Goal of the exercise
Among the lines below, count those with the word "early". Answer with the number only.
── Dataset extract ──
PR #3369, opened 2026-09-17
fix(contacts): restore ToM configuration from well-known for existing sessions

9clg6:
### Context
The ToM configuration (ToM server base URL, identity server, auth URL) is persisted locally **only at login** (`setUpToMServicesInLogin` → `_storeToMConfiguration`). `_retrieveLocalToMConfiguration` only *reads* it.

A valid Matrix session can outlive that local data (for example when the app container is reset while the session stays in the keychain, or after a corrupted database). The app then stays logged in but with `twakeSupported == false`.

### Problem
With no ToM configuration:
- the ToM `DynamicUrlInterceptors` has no base URL,
- every `/_twake/*` request is sent with an empty host and fails, e.g. `Invalid argument(s): No host specified in URI /_twake/addressbook`,
- and nothing ever retries/re-derives the configuration.

Concretely, the ToM address book (`GET /_twake/addressbook`) never loads, so the contacts list shows no ToM contacts and no merge, until the user logs out and logs in again. Pull-to-refresh cannot help because the base URL is never set.

### Solution
Re-derive the ToM configuration from the homeserver **well-known** discovery information (`.well-known/matrix/client` → `app.twake.chat` / `t.server`) when it is missing:

- new `MatrixState._ensureToMServicesFromSummary`, called at the end of `_getHomeserverInformation` (startup / active client change):
  - if the ToM interceptor has no base URL and the summary exposes a ToM server, re-run `setUpToMServices`, persist the configuration with `_storeToMConfiguration`, and refresh the address book so the merge appears without a manual refresh;
  - it returns early when the ToM server is already configured, so the normal login path is untouched.
- `GetTomContactsInteractor` now skips the address book request when no ToM server is configured, so a non-Twake homeserver no longer logs a bogus "No host specified" error.
- `GetTomContactsInteractor` is now also declared through a Riverpod provider (`lib/pages/contacts_tab/providers/contacts_providers.dart`), following the transitional pattern used for interactors that are still registered in GetIt (see `bootstrap_providers.dart`), so Riverpod consumers can `ref.read` it instead of reaching into GetIt.

This is generic: it fixes the configuration for **all** `/_twake/*` endpoints (address book, invitations, recovery words, user info), not only contacts.

### Impact
No behaviour change when the ToM configuration is present (early return). Only sessions that lost their local ToM configuration recover automatically.

### Test recommendations
- Normal login on a Twake homeserver: contacts (ToM + phonebook) still load, no extra requests (early return).
- Reproduce the fixed case: log in, then clear the local Hive `tomConfigurationsBox` (or restore a container without it) and restart → the app should log `_ensureToMServicesFromSummary: restoring ToM configuration from well-known` and reload the address book.
- On a non-Twake homeserver: no more `No host specified in URI /_twake/addressbook`.

### Notes
- Independent of the flutter_gen migration and of the contacts module rework.
- The well-known is already fetched by `_getHomeserverInformation`, so no extra network call is added.

## Summary by CodeRabbit

* **New Features**
  * Contact services now refresh automatically from the signed-in account’s server configuration.
  * Address-book synchronization can begin without requiring users to log in again when server settings change.
  * Contacts can be accessed through the app’s shared contact service integration.

* **Bug Fixes**
  * Contacts remain unavailable gracefully when no contact service is configured.
  * Contact synchronization no longer overwrites active updates.
  * Web message menu actions and reply interactions now appear more reliably.


jbrnzl (approved):
Tested, working well on my side!

nqhhdev (approved):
───
Worked solution
3